International Conference Recognition Signals IoT Strength at UW Tacoma
A student-faculty team are co-authors on award-winning research into resource matching for the Internet of Things (IoT).
A research team from the School of Engineering & Technology (SET) – comprised of recent graduate alumni and their faculty mentor – recently won a top award at a prestigious international technology conference for their poster proposing a better way to manage computing resources needed in so-called “edge clouds.”
“The award is a reflection of the quality and depth of research our students and faculty are conducting,” said Dr. Rajendra Katti, Professor and SET Dean. “Our work on IoT joins similarly cutting-edge achievements in artificial intelligence, bioinformatics, cryptography, machine learning and web science.”
“There were about sixty papers in the conference track whose authors are affiliated with top institutions around the world, like Alibaba, Amazon, IBM, Microsoft, MIT, National University of Singapore, University of Tokyo, Tianjin University, and others” said Dr.
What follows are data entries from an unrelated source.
PR #459, opened 2026-08-29
Check that a dump reloads into the schema it came from

winebarrel:
A third test suite, `make test-fidelity`, and the schemas to go with it.

## Why the two we have cannot catch this

`test/samples` feeds a `pista dump` back to `pista plan` and requires `No changes`. That catches the catalog reader and the parser disagreeing, and nothing else: when both sides overlook the same construct they agree perfectly. The Go fixtures compare against an expected output someone wrote, so they cover what someone thought to write down.

A table's storage parameters were invisible to both. `dump` did not write the clause, `plan` did not look for one, and no fixture mentioned `fillfactor`. It took reading psqldef's export output to notice, which is not a repeatable way to find bugs.

## What this does

For each schema: load it, record `pg_dump -s`, load `pista dump` into an empty database, record `pg_dump -s` again, require the two to be identical. PostgreSQL supplies the expected output, so nothing `dump` drops can hide, whether or not anyone knew to look for it.

```
=== restore fidelity ===
  column_storage           PASS
  columns                  PASS
  ...
  15 passed, 0 failed
```

Adding coverage is one `.sql` file under `schemas/` and nothing else. There is no expected output to write, which is what makes it general: it does not ask the author to name in advance what the schema is checking.

A schema holds only what pistachio manages. Adding a construct it does not manage produces a diff, which is a decision to make rather than noise to silence.

## Validation

Against 16d8e62, the commit before #458 read the storage parameters:

```
  storage_params           DIFF
    @@ -3,8 +3,7 @@
     CREATE TABLE public.events (
         id integer NOT NULL,
         body text
    -)
    -WITH (autovacuum_enabled=off, ... fillfactor='70', toast.autovacuum_enabled=off);
    +);
```

That is the gap the manual audit found, reproduced by the suite in one run.

A schema carrying `ALTER TABLE ... REPLICA IDENTITY FULL` fails on today's tree, which is the unmanaged case behaving as intended:

```
  replica_identity         DIFF
    -ALTER TABLE ONLY public.t REPLICA IDENTITY FULL;
```

## What it found on its own

A dump of a partitioned table with an index on the parent does not reload. `dump` writes each table followed by its own indexes, so the parent's index is created before the partitions, and PostgreSQL then creates the partition's copy under the name the dump goes on to declare:

```
psql: ERROR:  relation "logs_2025_at_idx" already exists
```

pg_dump avoids it by writing every table first and every index after, with an `ALTER INDEX ... ATTACH PARTITION` per child. Feeding the dump back to `pista plan` is clean, so this is within the contract and only reaches someone loading a dump with psql. TODO.md records it with the two possible shapes, and `partition.sql` leaves the parent index out with a note pointing there. Putting it back is the regression test once it is fixed.

Worth noting for the same reason: pg_dump does print a constraint's index storage parameters, `ADD CONSTRAINT t_v_key UNIQUE (v) WITH (fillfactor='70')`, even though `pg_get_constraintdef` does not. So the TODO entry from #458 is reachable by this suite too, and a schema for it is the regression test there.

## CI

Added to the existing version matrix job, so it runs on 15 through 18. pg_dump refuses a server newer than itself and the runner ships an older client than 18, so the job installs the newest one first; it dumps every version in the matrix.

`make lint`, `make test`, `make test-scenario` and `make test-fidelity` pass locally on 15.


winebarrel:
The approach is right: letting `pg_dump` supply the expected output is the one check the other two suites structurally cannot make, and the storage-parameter miss is the proof. The schemas cover a good spread, and leaving the parent index out of `partition.sql` with a TODO entry rather than working around it is the right call.

I ran the suite locally against a PostgreSQL 16 server: 15 passed, 0 failed. Adding `CREATE INDEX logs_at_idx ON public.logs USING btree (at);` back to `partition.sql` reproduces the documented failure exactly (`ERROR: relation "logs_2025_at_idx" already exists`), so the TODO entry is accurate and the schema comment points where it should.

One thing worth fixing before merge.

`test-fidelity` never builds `pista`. `run.sh` defaults `PISTA` to `./pista` but, unlike `test/scenario/run.sh`, it does not build it, and the Makefile target depends only on `clean-schema`. On a fresh checkout:

```
$ make test-fidelity
  column_storage           FAIL (dump)
    test/fidelity/run.sh: line 81: ./pista: No such file or directory
  ...
  0 passed, 15 failed
```

In CI it passes only because `make test-scenario` runs earlier in the same job and leaves the binary behind, so the suite silently depends on step order. Locally the stale-binary case is worse than the missing one: a `./pista` left over from an earlier build passes while testing old code, which is the failure mode this suite exists to prevent. `test-fidelity: build clean-schema` covers it, since `make build` already writes `./pista`; a `go build` at the top of `run.sh` matches what the scenario suite does.

Three minor notes, none blocking:

- If `pg_dump` is older than the server the version error prints once per schema, 15 near-identical failures. One preflight check comparing `pg_dump --version` against the server would say it once.
- `reset_db` drops only `public` and `schema_only` dumps only `-n public`, so "adding coverage is one `.sql` file" holds for single-schema cases. A cross-schema case, which is where `--search-path` and qualification decisions live, needs `run.sh` changes too. Fine as scoped, worth knowing before someone tries.
- This suite reaches the server through `PGHOST`/`PGUSER`/`PGPORT`, with `pista` picking up `PGPORT` through pgx's environment fallback on its default connection string. `TEST_PISTA_CONN_STR` therefore does not reach it at all, unlike `test/scenario`. The AGENTS.md line covers `PGPORT`; saying plainly that the connection string is not honored here would save someone a confused run.

LGTM apart from the build dependency.

---

winebarrel:
All four addressed in the follow-up commit.

**The build.** Confirmed by removing `./pista`: fifteen `FAIL (dump)` lines over a missing binary. `run.sh` now builds first, matching `test/scenario/run.sh` and `test/samples/run.sh`, which both do `go build -o pista ./cmd/pista` themselves rather than leaning on the make target. Your point about the stale binary is the one that decided it: passing while testing old code is exactly what this suite is supposed to make impossible, so it had to build rather than merely depend on `build`.

**The version error.** One preflight comparing `pg_dump --version` against `server_version_num`:

```
$ PATH=/tmp/fakebin:$PATH bash test/fidelity/run.sh
Building pista...
pg_dump 14 cannot dump a PostgreSQL 15 server
$ echo $?
1
```

**The two scoping notes.** Both are in the script header now, and AGENTS.md repeats them: the server is reached through `PGHOST` / `PGUSER` / `PGPORT` and `TEST_PISTA_CONN_STR` does not apply, and only `public` is reset and dumped, so a cross-schema case needs `run.sh` changes and not just a new file. You are right that this is where `--search-path` and qualification decisions live, so it is worth someone knowing before they try.

`make test-fidelity` passes on 15 with the binary removed first, and the ASCII check is clean.

winebarrel:
Re-reviewed d2f5531. The build step, the preflight and both doc notes are what I asked for, and I confirmed the fresh-checkout case locally against a PostgreSQL 16 server: `rm -f pista && make PGPORT=5416 test-fidelity` now builds first and reports 15 passed, 0 failed. The version parse lands on the right number for the packaging string in play here (`pg_dump (PostgreSQL) 16.13 (Ubuntu 16.13-...)` gives 16), and `server_version_num / 10000` is right.

One thing survives, from the same root as the original point. `run.sh` sets `set -uo pipefail` with no `-e`, so a failed `go build` does not stop the run. With a `pista` left over from an earlier build, the suite goes on to test the stale binary:

```
$ printf '\nfunc broken() { this is not go }\n' >> dump.go
$ bash test/fidelity/run.sh
Building pista...
# github.com/winebarrel/pistachio
./dump.go:586:22: syntax error: unexpected name is at end of statement
=== restore fidelity ===
  column_storage           PASS
  ...
  15 passed, 0 failed
$ echo $?
0
```

Green while the tree does not compile, which is the failure mode the commit message names. `test/scenario/run.sh` is safe from it because `set -euo pipefail` covers its build; here the rest of the script relies on `-e` being off, so guarding the one line is enough:

```sh
go build -o pista ./cmd/pista || exit 1
```

One optional nit while you are in there: when the server is unreachable the preflight reports it oddly. psql prints its connection error, then the arithmetic gets an empty operand and the script dies on `server_major: unbound variable`. It does exit 1, so nothing passes wrongly, and the real cause is on the line above; only the message is confusing.

With the build guard, LGTM.

---

winebarrel:
Both fixed in d4851fb.

**The build guard.** Reproduced with your recipe: green, exit 0, on a tree that does not compile. `go build -o pista ./cmd/pista || exit 1` now, with a comment saying why the guard is there rather than `set -e` on the whole script, since the checks below depend on `-e` being off. Verified the same broken tree exits 1.

Two commits in a row from the same root, both about a stale binary passing. The first left the binary unbuilt, the second left a failed build unnoticed; the check for the second is the one that would have caught the first.

**The preflight message.** It read the version inside an arithmetic expansion, so an unreachable server died on `server_major: unbound variable` after psql had already printed the real cause. It reads the value into a variable first and exits on the psql failure, so psql's message is the last thing printed:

Eyhab Al-Masri, SET assistant professor and paper co-author. “I am delighted and honored that the team’s research contribution in edge clouds over the past few months has received this recognition.”
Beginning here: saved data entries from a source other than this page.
PR #460, opened 2026-08-29
Split the documentation into a site, and cut the README down to an entry point

winebarrel:
Plan A from the discussion: the Markdown moves under `docs/`, MkDocs builds it, and README becomes an entry point.

## Why

README.md was doing four jobs in 1046 lines: the pitch, installation, a tutorial, and the complete CLI reference. getting-started.md then explained renaming, filtering, schema mapping, drops, transactions and arbitrary SQL a second time, shorter. There was no path from "what is this" to "how do I do X" that did not go through the whole file.

## What the site is

Markdown under `docs/`, built by MkDocs Material, published to GitHub Pages by `.github/workflows/docs.yml`. The Markdown stays the source and the HTML is never committed. `mkdocs build --strict` fails on a broken internal link, which is what caught the six this split created. A pull request builds without publishing; only a push to `main` deploys.

```
Home                          docs/index.md                     new
Getting Started               docs/getting-started.md           six steps, nothing else
Guides
  Renaming objects            docs/guides/renaming.md
  Working with multiple schemas
  Filtering what is managed
  Controlling drops
  Transactions and locks
  Running arbitrary SQL
  Splitting the schema across files
  Using pistachio in CI       docs/guides/ci.md                 new
Reference
  Commands                    docs/reference/commands.md
  Directives                  moved as is
  Supported objects
  Configuration
About
  Design and scope            docs/about/design.md              new
  Known limitations           symlink to TODO.md
  Performance                 moved as is
  Changelog                   symlink to CHANGELOG.md
Contributing
  Development
  Sample database tests       moved as is
```

Each guide is one task, and the duplication between README and getting-started is resolved into a single page each. The reference keeps the exhaustive material.

## The three new pages

**Home.** What pistachio is, the workflow diagram, the demo image, installation, one example.

**Using pistachio in CI.** This did not exist anywhere. `plan --check` has returned exit code 2 on drift for a long time and nothing showed what to do with it: failing a pull request on drift, posting the plan as a comment, applying on merge with `--with-tx`, and `dump --split` to keep the diff reviewable. The install snippet uses `gh release download` with a glob, since the release assets carry the version in the filename; I ran it to check it extracts a working binary.

**Design and scope.** What is deliberately not managed and why. Until now this lived only in AGENTS.md, where a user would not look. Publishing the known limitations alongside it is deliberate: 34 entries with reproduction and a fix sketch say more about the state of the project than a page claiming there are none.

## Notes

`CHANGELOG.md` and `TODO.md` stay at the repository root, where the release process and the habit of reading them expect them, and are symlinked into `docs/about/`. MkDocs follows symlinked files.

README.md is 102 lines: what it is, install, one example, links to the site.

## Before this can publish

Pages has to be enabled on the repository with **GitHub Actions** as the source. The workflow deploys but cannot turn the feature on. The site URL in `mkdocs.yml` and the README links assume `https://winebarrel.github.io/pistachio/`; a custom domain is a `CNAME` file and a DNS record on top, and can come later without touching the content.

`make lint`, `make test` and `mkdocs build --strict` pass.


winebarrel:
Reviewed the split. The structure is right, the move is faithful, and the site builds. Overall LGTM. Five cosmetic points, none blocking.

## What I checked

- **Help text is accurate.** Extracted the four fenced help blocks from `docs/reference/commands.md` and diffed them against `pista --help`, `pista plan --help`, `pista apply --help` and `pista dump --help` from a build of this branch at `COLUMNS=80`. All four match line for line.
- **The site builds.** `pip install -r requirements-docs.txt && mkdocs build --strict` is clean, symlinked `CHANGELOG.md` / `TODO.md` included.
- **Links resolve.** Every relative Markdown link under `docs/` and in `README.md` points at a file that exists; the README's deep links (`/getting-started/`, `/reference/commands/`, `/about/design/`, `/#try-it-with-docker`) match the pages and anchors the build produces.
- **Nothing was lost.** Of the non-heading lines in the old `README.md` plus `getting-started.md`, 19 do not appear verbatim in the new tree; each one is a link rewritten to its new target or the shorter half of a duplicated pair. The `-I`/`-E`/`--enable`/`--disable` examples and the `-- pista:execute` check semantics all survive in the longer version.
- **Numbers in `about/design.md` are right.** `SAMPLES` in `sample-db.mk` holds 47 entries and `test/fidelity/schemas/` holds 15 files, which is what "47 real-world schemas" and "a smaller set" describe.
- **No stale pointers.** `AGENTS.md` and `sample-db.mk` were updated for the moved files, and nothing else in the tree still references `getting-started.md`, `directives.md`, `performance.md` or `sample-db-test.md` at the old paths.

## Nits

1. **GitHub callouts render as literal text.** Material for MkDocs does not understand `> [!NOTE]`; in the built HTML those lines come out as a plain blockquote whose first line reads `[!NOTE]`. Eight occurrences: `guides/drops.md` (1), `guides/filtering.md` (2), `guides/renaming.md` (1, `[!TIP]`), `reference/commands.md` (4, one of them lowercase `[!note]`), `reference/objects.md` (2, `[!IMPORTANT]`). `admonition` and `pymdownx.details` are already enabled, so `!!! note` / `!!! tip` / `!!! warning` renders these properly. These pages are site-only now, so there is no GitHub rendering left to keep them for.

2. **The limitations page shows as "TODO" in the nav.** `about/limitations.md` is a symlink to `TODO.md`, so MkDocs takes the title from that file's H1. Give it an explicit title in `mkdocs.yml` (`- Known limitations: about/limitations.md`) to get the name the PR description promises. `about/changelog.md` happens to be fine.

3. **`docs/index.md` lost the `## Example` heading.** The `Create a schema file:` block and the plan/apply snippets now sit under `### Download binary` in both the nav and the page TOC. The README kept its `## Example` heading; the home page reads as if installation continues into the example.

4. **`docs/contributing.md` has two H1s** (`# Contributing` then `# Development`). The second should be `##`.

5. **Optional:** `.github/workflows/docs.yml` has no `concurrency` group. Two pushes to `main` in quick succession can have their `deploy-pages` jobs race; `concurrency: { group: pages, cancel-in-progress: false }` is the usual guard. Actions are pinned by SHA and the permission split between `build` and `deploy` is right otherwise.

Not approving, per your note.

---

winebarrel:
All four fixed in 17b19fc. The fifth, the limitations page showing as TODO, went in as 247c3e6 shortly before your review landed, along with the same problem one level up: `contributing.md` sat inside a section already called Contributing and is labelled Development now.

**1. Callouts.** Ten of them across five pages, one more than your count: `reference/commands.md` had four rather than three. All are `!!!` admonitions now. `[!IMPORTANT]` maps to `info` since Material has no `important`; the rest keep their names. Verified the built HTML carries `<div class="admonition note">` where the blockquote used to be.

Worth recording, since it nearly went wrong: the conversion walked `docs/**/*.md`, which includes the two symlinks. Writing through a symlink reaches the root file, so a callout in `CHANGELOG.md` or `TODO.md` would have been silently rewritten to a syntax GitHub does not render. Neither file has one, and `git status` after the run confirms neither changed, but the next person editing every page under `docs/` should know the symlinks are live.

**2. `## Example`.** Restored. The split dropped it because the extraction range started one line late.

**3. Two H1s in contributing.md.** Fixed.

**4. Concurrency.** Added as `group: pages` with `cancel-in-progress: false`. Cancelling the older deployment is the wrong default here: it publishes out of order.

Thanks for diffing the help blocks against a real build. That is the part of this change I could not check by reading.

winebarrel:
Re-reviewed at `17b19fc`. All five points are fixed, and I checked each one against a fresh `mkdocs build --strict` rather than the diff alone. LGTM.

## Verified

- **Callouts render.** No `[!NOTE]`-style text survives anywhere in the built site, and all eight now come out as real admonitions: 1 in `guides/drops`, 2 in `guides/filtering`, 1 in `guides/renaming`, 4 in `reference/commands`, 2 in `reference/objects`. Mapping `[!IMPORTANT]` to `!!! info` is a fair call — Material has no `important` type, and the two blocks it covers are explanatory rather than hazardous. Indenting the multi-paragraph ones by four spaces kept every paragraph inside the box.
- **Nav titles.** `Known limitations` and `Sample database tests` now read as intended, and `Home / Getting Started / Guides / Reference / About / Contributing` come out in the order the description lays out.
- **`## Example` is back** on the home page, with its own TOC entry between `Download binary` and `Where to go next`.
- **`docs/contributing.md`** has a single H1.
- **`concurrency: {group: pages, cancel-in-progress: false}`** is right for this: `cancel-in-progress: true` would have let a cancelled older run leave the newer artifact unpublished on some interleavings.
- **Nothing regressed.** `mkdocs build --strict` is clean, the four help blocks in `reference/commands.md` still match `pista --help` / `plan` / `apply` / `dump --help` line for line at `COLUMNS=80`, and every relative link still resolves.

## Two small things left, both non-blocking

1. **`docs/reference/objects.md` has four H1s** — `# Supported objects`, `# Routines`, `# Triggers`, `# Constraint and index naming`. All four were `##` siblings in the old README, so the merge into one page promoted each of them. It is the same shape `docs/contributing.md` just lost: the page TOC lists four top-level entries and the last three render as siblings of the page title. Demoting the last three to `##` matches every other page.

2. **`docs/contributing.md`'s tab title and its H1 disagree.** The nav override names the page `Development`, so the browser tab reads `Development - pistachio` while the page opens with `# Contributing`. Making the H1 `# Development` and dropping the `## Development` below it settles it. The same mismatch on the limitations page (`Known limitations` in the tab, `TODO` as the H1) is inherent to the symlink and not worth changing `TODO.md` for.

---

winebarrel:
Both fixed in 6af94cb.

`reference/objects.md` has one H1 now, with Routines, Triggers and Constraint and index naming as `##` under it.

`contributing.md` is headed Development, which matches the tab. That made the nav override redundant, so the entry names the file alone again and the title comes from the heading like every other page. Agreed on leaving the limitations page as it is: the tab and the heading disagreeing is the price of the symlink, and editing `TODO.md` to suit the site would be the wrong direction.

One correction to the record, not to the code: the callout count is ten, not eight. Your own enumeration adds up to ten (1 + 2 + 1 + 4 + 2), and ten is what the conversion reported.

`mkdocs build --strict` is clean.

winebarrel:
Re-reviewed at `6af94cb`. Both remaining points are fixed. LGTM.

- `reference/objects.md` is one H1 with three `##` under it now, and the demotion kept the anchors: `#routines`, `#triggers` and `#constraint-and-index-naming` are unchanged, so the in-page link in Triggers and the `../reference/objects.md#routines` link from the arbitrary-SQL guide still land. I checked every `#anchor` link in `docs/` against the ids the build emits: all resolve.
- `contributing.md` names itself `# Development`, and dropping the nav override was the cleaner half of that — the tab title and the H1 now come from one place.
- Still clean after the change: `mkdocs build --strict`, the four help blocks against `pista --help` / `plan` / `apply` / `dump --help`, all eight admonitions rendering (`note` x7, `tip` x1, `info` x2 — no literal `[!` left in any page), and the nav reading `Design and scope / Known limitations / Performance / Changelog` and `Development / Sample database tests`.

One optional leftover, purely cosmetic: `contributing-samples.md` still carries a nav override (`Sample database tests`) that differs from its H1 (`Sample Database Tests`) only in case. Dropping the override, as you just did for the other page, or matching the case would make the pair consistent. Not worth a commit on its own.

---

winebarrel:
Took the leftover as well, in 1d6923d. The heading is sentence case, which is what every other page in the tree uses, and the override is gone. `Known limitations` is now the only nav entry that overrides a title, and only because the symlink gives no choice.

Thanks for checking the anchors after the demotion. That was the part of it I would have missed.

winebarrel:
Re-reviewed at `1d6923d`. LGTM, nothing left from my side.

The last nav override is gone and the sample-tests page titles itself, so every page in the nav except the two symlinks now takes its name from its own H1. Nothing else referenced the old `Sample Database Tests` spelling.

Re-checked after the change: `mkdocs build --strict` clean, the four help blocks still match `pista --help` / `plan` / `apply` / `dump --help` line for line, every relative link and every `#anchor` in `docs/` resolves against the ids the build emits, all eight admonitions render with no literal `[!` in any page, and the nav reads as intended end to end.

The only remaining title-vs-H1 differences are the two deliberate ones: `Getting Started` shortened in the nav, and `Known limitations` over `TODO.md`'s own heading.

---

PR #470, opened 2026-08-29
Cut the Windows CI job's PostgreSQL connection overhead

winebarrel:
The Windows job takes twice as long as the Linux ones. Timing the last run on main (33242445350's predecessor, 33242189990):

| | Windows | Linux (pg18) |
| --- | --- | --- |
| job | 6:00 | 3:06 |
| `make` step | 4:38 | 1:11 |
| root package | 230s | 44s |
| TestApply / TestPlan / TestDump | 101 / 78 / 17s | 20 / 15 / 4s |

Plan, apply and dump each open their own connection, so the fixtures open more than a thousand of them, and the gap tracks the connection count exactly: plan runs one per case and costs 122ms more than on Linux, apply runs three and costs 358ms.

Two changes, both confined to the Windows job:

- A backend on Windows is a new process rather than a fork, and Defender scans every one. Exclude the server's files and executable. This only buys time, so it warns and carries on if the image stops allowing it.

“As the physical and digital worlds continue to interweave with more devices connected to each other, computational intelligence with powerful AI-capabilities must shift closer to the edge of the network,” said Al-Masri. “Optimizing those distributed processing tasks on the edge becomes crucial. Our work seeks to dynamically allocate resources more efficiently across edge-based environments.”
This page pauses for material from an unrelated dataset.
PR #474, opened 2026-08-30
Stop BETWEEN, LIKE and NOT IN from drifting

winebarrel:
PostgreSQL rewrites several written forms before the expression reaches the
catalog, so pg_get_constraintdef, pg_get_expr, pg_get_indexdef, pg_get_viewdef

“This award is a reflection of what makes UW Tacoma a special place,” said Al-Masri. “We are able to foster research that addresses modern challenging problems in IoT and provide opportunities for our students not only to succeed but to lead other researchers around the world."
The Conference and Poster
Jiaqi Wang, ’20, Zac Lu, ’17, ’19, and Dr. Al-Masri are co-authors on a poster paper entitled “Edgify: Resource Allocation Optimization for Edge Clouds Using Stable Matching.”
At The Web Conference Taipei 2020, the team was awarded “Best Poster,” one of just three best-of awards presented at the conference. Due to the ongoing COVID-19 pandemic, the conference, which ran April 20-24, shifted to an all-online format.
Meeting annually since 1994, the conference is regarded as the premier academic venue for the topic of the future direction of the World Wide Web. Beginning in 2022, sponsorship of the conference will pass from the International World Wide Web Conference Committee (IW3C2) to ACM, the Association for Computing Machinery.
Another UW Tacoma student, Hu Zhao, co-authored with Dr. Al-Masri a well-received paper for the conference entitled “A User-Centered Handoff Procedure in 5G Cellular Networks,” describing a model for integrating IoT devices into 5G networks.
Edgify, a Dynamic Resource Provisioning Model
In their poster and an accompanying paper, the authors introduce Edgify, a name they have given to their edge-cloud resource provisioning model.
The model addresses a growing challenge in computing and networking architecture: as more and more applications, services and platforms have shifted to an Internet-based cloud computing environment, and as more devices have themselves become computerized and generate vast quantities of data (the “Internet of Things”), issues such as cost, efficiency, speed, availability and security threaten to become barriers to further innovation.
In response, hardware, network and software engineers have been immersed in developing ways to shift computing resources to the edge of the cloud. That massive shift in computing resources itself creates problems; something is needed to ensure the resources are deployed dynamically and efficiently, which is where Edgify comes in.
Using the resource allocation scheme proposed by the authors via Edgify, edge-computing applications can be optimized for ultra-low latency, quality of service requirements, and real-time inferencing. Systems where this kind of real-time control is vital include aircraft navigation, nuclear reactor safety, electrical power, emergency response and self-driving vehicles.
The Research Experience
Zac Lu and Jaiqi Wang were classmates in Dr. Al-Masri’s TCSS 573 (“Internet of Things”) class during spring quarter of 2019. “We had fun in that class and decided to dive deep in the area of IoT,” said Wang. He and Lu started the Edgify research under the supervision of Dr. Al-Masri as an independent study during autumn of 2019.
“It was a great experience,” said Lu. “The Edgify project gave me a taste of what research looks like.”
“Dr. Al-Masri provided us with a lot of valuable readings and resources,” said Wang. “When we got stuck, it was Dr. Al-Masri that suggested we explore the ‘stable matching algorithm’ and try applying it to our data.”
Wang is referring to a method used to match computing needs and computing services when designers know what the ideal (“stable”) matching would be based on measureable traits like cost, speed and availability.
According to both Wang and Lu, the greatest value of their experience working on the Edgify research wasn’t the breakthrough on the design of Edgify. “The most important thing Dr. Al-Masri taught us,” said Wang, “is not related to one topic, but the way to do research on anything.” Both Wang and Lu, who now work as software engineers for different companies, have been able to apply the approaches they established at UW Tacoma to their professional tasks.